PR #665, opened 2025-03-14
remove pull_request_target trigger for integration tests

### LINKED ISSUE #663: fix duplicate running of integration tests due to multiple triggers
#617 introduced pull_request_target triggers in the integration action to allow running workflows from forks. However, the if statement that should be keeping duplicate runs from being triggered/run does not appear to be working, and to make things more interesting one run passes and the other fails (see e.g. #657).

@chuckwondo @mfisher87 Any idea if the earthaccess action was updated or changed since we introduced this, or is this somehow an isolated issue?

JessicaS11:
See discussion in #663 around removing duplicate CI runs of integration tests.

Closes #663

### DIFF
--- a/.github/workflows/integration_test.yml
+++ b/.github/workflows/integration_test.yml
@@ -10,10 +10,6 @@ on:
     branches:
       - "main"         # Release PRs
       - "development"  # Feature PRs
-  pull_request_target:
-    branches:
-      - "main"         # Release PRs
-      - "development"  # Feature PRs
   push:
     branches:
       - "main"         # Releases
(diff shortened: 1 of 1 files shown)


chuckwondo (approved):
Fingers crossed! (btw, not sure when this change will properly take effect, as it is often the case that github workflows don't quite work until landing on the repo's default branch)

chuckwondo:
Both pull_request and pull_request_target still triggered the job, so it still ran twice. I don't know if that's because this is one of those weird cases where things behave differently until the changes land on the repo's "default" branch, or if it's the odd relationship between "pull_request" and "pull_request_trigger".

I would _think_ that it may be the latter because the workflow file used by the pull_request_trigger indeed shows the changes you made to it. We might need to put back a simple `if` condition:

```
if: github.event_name != 'pull_request_target'
```

I wouldn't think that would be necessary since you removed the pull_request_trigger section at the top of the file, but I still can't fully decipher what github is doing here, so that might be necessary to avoid the duplicate run.

At least both runs are passing, so I assume you made an env change?

Looks like you might just need to enhance your test coverage.

JessicaS11:
>At least both runs are passing, so I assume you made an env change?

I don't think so, but given the opacity of exactly what's happening for each trigger...

>Looks like you might just need to enhance your test coverage.

Definitely! I think the transition to harmony (and hopefully ongoing efforts to switch as much as we can use earthaccess under the hood) will help, plus a few open PRs from other folks that started implementing some more tests...

Thanks for looking this over - I'm going to merge and see how things shake out once it's on the "default" branch.

JessicaS11:
@contributor-bot add @chuckwondo for review

JessicaS11:
@all-contributors add @chuckwondo for review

DIRECTIONS FOR THIS TASK
In full and without any edits, output the material above.

YOUR SOLUTION
PR #665, opened 2025-03-14
remove pull_request_target trigger for integration tests

### LINKED ISSUE #663: fix duplicate running of integration tests due to multiple triggers
#617 introduced pull_request_target triggers in the integration action to allow running workflows from forks. However, the if statement that should be keeping duplicate runs from being triggered/run does not appear to be working, and to make things more interesting one run passes and the other fails (see e.g. #657).

@chuckwondo @mfisher87 Any idea if the earthaccess action was updated or changed since we introduced this, or is this somehow an isolated issue?

JessicaS11:
See discussion in #663 around removing duplicate CI runs of integration tests.

Closes #663

### DIFF
--- a/.github/workflows/integration_test.yml
+++ b/.github/workflows/integration_test.yml
@@ -10,10 +10,6 @@ on:
     branches:
       - "main"         # Release PRs
       - "development"  # Feature PRs
-  pull_request_target:
-    branches:
-      - "main"         # Release PRs
-      - "development"  # Feature PRs
   push:
     branches:
       - "main"         # Releases
(diff shortened: 1 of 1 files shown)


chuckwondo (approved):
Fingers crossed! (btw, not sure when this change will properly take effect, as it is often the case that github workflows don't quite work until landing on the repo's default branch)

chuckwondo:
Both pull_request and pull_request_target still triggered the job, so it still ran twice. I don't know if that's because this is one of those weird cases where things behave differently until the changes land on the repo's "default" branch, or if it's the odd relationship between "pull_request" and "pull_request_trigger".

I would _think_ that it may be the latter because the workflow file used by the pull_request_trigger indeed shows the changes you made to it. We might need to put back a simple `if` condition:

```
if: github.event_name != 'pull_request_target'
```

I wouldn't think that would be necessary since you removed the pull_request_trigger section at the top of the file, but I still can't fully decipher what github is doing here, so that might be necessary to avoid the duplicate run.

At least both runs are passing, so I assume you made an env change?

Looks like you might just need to enhance your test coverage.

JessicaS11:
>At least both runs are passing, so I assume you made an env change?

I don't think so, but given the opacity of exactly what's happening for each trigger...

>Looks like you might just need to enhance your test coverage.

Definitely! I think the transition to harmony (and hopefully ongoing efforts to switch as much as we can use earthaccess under the hood) will help, plus a few open PRs from other folks that started implementing some more tests...

Thanks for looking this over - I'm going to merge and see how things shake out once it's on the "default" branch.

JessicaS11:
@contributor-bot add @chuckwondo for review

JessicaS11:
@all-contributors add @chuckwondo for review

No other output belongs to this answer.